Os incidentes de racismo no futebol português acontecem com menor frequência do que em países como a Itália ou Espanha, mas continua a existir negação sobre o fenómeno, disse hoje uma organização que combate a discriminação na modalidade.
“Há alguma negação e falta de honestidade. Os adeptos podem ser racistas e por vezes a perceção [do incidente] é mais lenta do que em outros países”, destacou o diretor executivo da organização não-governamental (ONG) Fare Network, Piara Powar, que agrupa organizações dedicadas à luta pela igualdade do desporto.
O responsável falava durante um ‘webinar’ organizado hoje pela Associação dos Jornalistas de Desporto (CNID) e que teve moderação do presidente do CNID, Manuel Queiroz.

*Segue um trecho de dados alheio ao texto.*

PR #3649, opened 2026-06-22
Add a buffer to bearer token expiry check

rupertbates:
## What does this change?
We are still getting auth errors from Zuora in the process supporter item lambda. This PR adds a buffer to avoid any millisecond delays from taking us over the expiry limit as well as some slightly more verbose logging.

### DIFF
--- a/modules/zuora/src/auth/bearerTokenProvider.ts
+++ b/modules/zuora/src/auth/bearerTokenProvider.ts
@@ -14,9 +14,9 @@ export interface BearerTokenProvider {
 
 export class ZuoraBearerTokenProvider implements BearerTokenProvider {
 	private bearerToken: ZuoraBearerToken | null = null;
-	private lastFetchedTime: Date | null = null;
-	// avoid failures caused by millisecond timing issues
-	private bufferInMilliseconds = 1000;
+	private tokenExpiryTime: number | null = null;
+	// 5 minute buffer in case of early expiry
+	private bufferInMilliseconds = 5 * 60 * 1000;
 
 	constructor(
 		private stage: string,
@@ -25,39 +25,30 @@ export class ZuoraBearerTokenProvider implements BearerTokenProvider {
 
 	private tokenIsExpired = () => {
 		logger.log('Checking if Zuora bearer token is expired');
-		if (this.bearerToken === null) {
-			logger.log('No Zuora bearer token found, fetching a new one');
-			return true;
-		}
-		const now = new Date();
-		if (this.lastFetchedTime === null) {
+		if (this.tokenExpiryTime === null) {
 			logger.log(
-				'No last fetched time found, fetching a new Zuora bearer token',
+				'No token expiry time found, fetching a new Zuora bearer token',
 			);
 			return true;
 		}
-		if (
-			this.lastFetchedTime.getTime() + this.bearerToken.expires_in * 1000 <
-			now.getTime() + this.bufferInMilliseconds
-		) {
+		const now = new Date();
+		if (this.tokenExpiryTime < now.getTime() + this.bufferInMilliseconds) {
 			logger.log('Zuora bearer token is expired', {
-				lastFetchedTime: this.lastFetchedTime.getTime(),
-				expiresIn: this.bearerToken.expires_in * 1000,
+				tokenExpiryTime: this.tokenExpiryTime,
 				now: now.getTime(),
 			});
 			return true;
 		}
 		logger.log('Zuora bearer token is still valid', {
-			lastFetchedTime: this.lastFetchedTime.getTime(),
-			expiresIn: this.bearerToken.expires_in * 1000,
+			tokenExpiryTime: this.tokenExpiryTime,
 			now: now.getTime(),
 		});
 		return false;
 	};
 	public async getBearerToken(): Promise<ZuoraBearerToken> {
 		if (this.bearerToken === null || this.tokenIsExpired()) {
-			this.lastFetchedTime = new Date();
 			this.bearerToken = await this.fetchZuoraBearerToken();
+			this.tokenExpiryTime = Date.now() + this.bearerToken.expires_in * 1000;
 		}
 		return this.bearerToken;
 	}
--- a/modules/zuora/src/auth/bearerTokenProvider.ts
+++ b/modules/zuora/src/auth/bearerTokenProvider.ts
@@ -1,5 +1,5 @@
 import { logger } from '@modules/logger/logger';
-import type { OAuthClientCredentials, ZuoraBearerToken } from '../types';
+import type { OAuthClientCredentials } from '../types';
 import { zuoraBearerTokenSchema } from '../types';
 import { zuoraServerUrl } from '../utils';
 
@@ -12,11 +12,15 @@ export interface BearerTokenProvider {
 	getAuthorisation(): Promise<Authorisation>;
 }
 
+type BearerToken = {
+	bearerToken: string;
+	tokenExpiryTime: number;
+};
+
 export class ZuoraBearerTokenProvider implements BearerTokenProvider {
-	private bearerToken: ZuoraBearerToken | null = null;
-	private tokenExpiryTime: number | null = null;
 	// 1 minute buffer in case of early expiry
 	private readonly bufferInMilliseconds = 60 * 1000;
+	private bearerToken: BearerToken | null = null;
 
 	constructor(
 		private stage: string,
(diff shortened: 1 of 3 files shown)


modules/zuora/src/auth/bearerTokenProvider.ts
```diff
@@ -36,7 +38,7 @@ export class ZuoraBearerTokenProvider implements BearerTokenProvider {
 		}
 		if (
 			this.lastFetchedTime.getTime() + this.bearerToken.expires_in * 1000 <
-			now.getTime()
+			now.getTime() + this.bufferInMilliseconds
```
tjmw, line 41: Should this be:

```suggestion
			now.getTime() - this.bufferInMilliseconds
```

If we want to consider the token expired slightly sooner than it actually is expired?

johnduffell: I think it's actually right already ("pretend it's a second later than it actually is"), but it may be worth extracting a const for clarity
```ts
    const expectedExpiry = this.lastFetchedTime.getTime() + this.bearerToken.expires_in * 1000;
    const conservativeExpiry = expectedExpiry - this.bufferInMilliseconds
		if (conservativeExpiry < now.getTime()) {
```

tjmw: Ah yes you're right! My brain clearly not quite engaged on Monday morning 😄

johnduffell:
not sure this will work due to this async function not being synchronized
```
	public async getBearerToken(): Promise<ZuoraBearerToken> {
		if (this.bearerToken === null || this.tokenIsExpired()) {
			this.lastFetchedTime = new Date();
			this.bearerToken = await this.fetchZuoraBearerToken();
		}
		return this.bearerToken;
	}
```

1. existing (expired token)
3. update lastFetched time
4. call in progress, JS yields to other threads
5. other calls come in and find the (not yet fetched) token is not expired so go ahead and use it (edit: the existing token that's still there)
6. Errors..
7. new token comes back with fresh token
8. everything goes back to normal for now

modules/zuora/src/auth/bearerTokenProvider.ts
rupertbates: No I don't think so, it's saying 'in one second's time are we going to be past the expiry point'

johnduffell:
in case it helps, Tom F and I had a lot of fun pairing on the same problem in support-frontend with mparticle tokens.  We additionally had to handle the fact that tokens can actually be invalid well before their declared expiry
https://github.com/guardian/support-frontend/pull/7588

rupertbates:
> not sure this will work due to this async function not being synchronized
> 
> ```
> 	public async getBearerToken(): Promise<ZuoraBearerToken> {
> 		if (this.bearerToken === null || this.tokenIsExpired()) {
> 			this.lastFetchedTime = new Date();
> 			this.bearerToken = await this.fetchZuoraBearerToken();
> 		}
> 		return this.bearerToken;
> 	}
> ```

Piara Powar sublinhou que Portugal não é como países como a Itália ou Espanha, onde o número de incidentes relacionados com racismo “parece ser superior”, face aos casos que são reportados à ONG.
Numa abordagem direta sobre o ‘caso Marega’, o responsável da Fare Network explicou, no entanto, que a sanção aplicada foi “muito baixa e desapontante”.
Os factos aconteceram em 16 de fevereiro, no Estádio D. Afonso Henriques, em Guimarães, em jogo entre o Vitória de Guimarães e o FC do Porto da I Liga de futebol, quando por volta do minuto 70, pouco depois de ter marcado um golo, Marega pediu para ser substituído e acabou mesmo por abandonar o relvado, agastado com cânticos de natureza racista que lhe estavam a ser dirigidos por adeptos do Vitória, com sons a imitar macacos.
“Por vezes, mesmo que a intenção não seja de desvalorizar o ocorrido, o órgão disciplinar, que é independente, vê evidências que considera insignificantes. Isto significa que pode não estar treinado para lidar com o assunto e é ainda questionado se devia ter uma pessoa de uma minoria ou raça negra no órgão para poder falar por experiência própria”, salientou Piara Powar.
“Em Portugal a sociedade é avançada e não tem tantos incidentes como Espanha ou Itália, mas falham por vezes em lidar [com o incidente] de uma forma decisiva. Este caso permite todos crescerem e aprenderem para o futuro”, acrescentou.
Sobre o recente caso no encontro da Liga dos Campeões de futebol entre o Paris Saint-Germain e o Basaksehir, em 07 de dezembro, que foi interrompido por alegado insulto racista do quarto árbitro a um elemento da equipa técnica turca, Piara Powar realçou que a palavra utilizada pelo árbitro para identificar o treinador foi considerada racista.
“O Governo da Roménia [país do árbitro envolvido] tem uma instituição dedicada contra a discriminação e considerou a palavra utilizada como racista”, lembrou.
Piara Powar referiu ainda que o árbitro podia ter utilizado outro tipo de palavras para se dirigir a uma pessoa de raça negra, como apontando o lugar em que estava no banco de suplentes ou o seu cargo.
A atitude de jogadores ou elementos de equipas que se sentem alvo de racismo e que abandonam o terreno de jogo demonstram ainda “o poder” que têm na atualidade.
“Muitos jogadores estão a perceber a mensagem de que não têm de suportar insultos, sejam vindos das bancadas ou de árbitros”, vincou.
O responsável da Fare Network, sediada em Londres, explicou que a ONG se dedica a lidar com o racismo e outras formas de discriminação, como a homofobia ou o sexismo dentro dos estádios, contando atualmente com sistema de observação onde é feita a análise de risco de cada jogo internacional, de clubes e seleções, onde são observados ao vivo jogos classificados como de alto risco e em caso de discriminação é enviado um relatório para os órgãos responsáveis.